Okay, well it wasn’t my life every day; but once or thrice a year – the Glendas, Time Out or, as in this case, The Tatler Restaurant Awards. I haven't worked for the FT since 2003 but still my name pops up on out-of-date mailing lists for launches and events, one of which belongs to Conde Nast, god bless the inefficiency of their PR company. This year the Awards Ceremony is being held in the Mandarin Oriental, upstairs in a vast function room with a floor that sways under our feet like an ocean liner sailing through calm waters.  I tell myself it has been sprung for dancing.  I repeat it every time it eddies and dips with attendant stomach lurch because the alternative, that it’s struggling to bear the weight the assembled restaurateurs, is too terrifying.  I see us all tumble to our deaths in a muddle of masonry and shattered glass, and hold my hand out for another (exceptionally good) canape and a Roederer refill to cushion the shock.

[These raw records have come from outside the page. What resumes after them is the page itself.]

PR #5506, opened 2025-05-12
Correct h5 handle in PySCF converter for multi determinant calculations

kayahans:
## Proposed changes

CI data is written to [title].h5 file rather than the [title]_multidet.h5 file in the current implementation. In the current implementation [title]_multidet.h5 file is empty, strongly indicating that there is a simple bug. Without any data in [title]_multidet.h5, later on convert4qmc complains giving unspecific error, but after this simple fix everything seems to work. 

- Bugfix

- No

Unrestricted CASCI calculations on N atom with a small active space. 

## Checklist

* * [X] This PR is up to date with the current state of 'develop'


prckent:
Hi Kayahan. Thanks. Which tests and/or runs are failing for you with PySCF? Looking at cdash I only see failing AFQMC converter issues. Presumably we have a gap in testing that needs fixing to avoid a repeat, or a least an oversight in the tests we currently have.

prckent:
Emailing for more info.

I hardly recognize a soul, but then I never did.  Even when these events were the jam on the bread and butter of writing a restaurant column, I could only pick out the household names - the Marcos, the Giorgios, and the Gordons.  I can’t see any of them here but it’s so crowded, it’s impossible to be sure. People stand in mostly male clusters with a token woman who can be the chef’s wife but is more usually the Front of House.  Most of the restaurants I wrote about back then are gone and best forgotten though there are some familiar names in the roll call of those shortlisted for various categories.  The  winner of Best New Restaurant Quo Vadis, in my day was run by Marco Pierre White and the place where a man first told me that ‘it was a pleasure to meet a woman with a brain for a change’.  You know it’s all over when men start admiring you for your mind.  Especially when they are pissed at the time.

Mark Hix, who got something for the Oyster and Chop House, and the tiny Helene Darroze, who I recently interviewed for a magazine article, won Best New Chef.

As well as a nice fee for the piece I still have a night at the Connaught in one of their plush rooms to cash in as a thank you from the Hotel.

Me and my mind are very much looking forward to it.